Pull out every line with the word "that" from the entries below.

**Data excerpts:**

┌────────

PR #409, opened 2018-04-09
Make all bundle services private

### LINKED ISSUE #384: Alias for services created via dependency injection are not public
First of all: Awesome bundle :)

When an alias is created here:

https://github.com/snc/SncRedisBundle/blob/2.0.6/DependencyInjection/SncRedisExtension.php#L206

it is created in a way that makes it private (it is private by default even if the service is public). By creating it like this

`
        $container->setAlias(sprintf('snc_redis.%s_client', $client['alias']), new Alias(sprintf('snc_redis.%s', $client['alias']), true));
`

it is possible to create it and make it public. 

Are the aliases supposed to be private or do you want a PR? :)

curry684:
Since Symfony 3.4 recommended practice is to keep all services private
and use declarative dependency injection.

Closes #384

### DIFF
--- a/DependencyInjection/SncRedisExtension.php
+++ b/DependencyInjection/SncRedisExtension.php
@@ -201,7 +201,7 @@ class SncRedisExtension extends Extension
         $optionDef->addArgument($client['options']);
         $container->setDefinition($optionId, $optionDef);
         $clientDef = new Definition($container->getParameter('snc_redis.client.class'));
-        $clientDef->setPublic(true);
+        $clientDef->setPublic(false);
         $clientDef->addTag('snc_redis.client', array('alias' => $client['alias']));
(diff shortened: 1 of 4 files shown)


umpirsky:
Will https://github.com/snc/SncRedisBundle/blob/master/Command/RedisBaseCommand.php#L67 work after this?

curry684:
Nope, good one, we'll have to fix that.

umpirsky:
I'd love to see how, I have a similar problem in my project. Reported https://github.com/snc/SncRedisBundle/issues/418. Thanks!

curry684:
Symfony offers the concept of a ServiceLocator where you can inject other services to be created lazily   😉

umpirsky:
Great, waiting for the fix!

└────────

**Result of this task:**
it is created in a way that makes it private (it is private by default even if the service is public). By creating it like this
Nope, good one, we'll have to fix that.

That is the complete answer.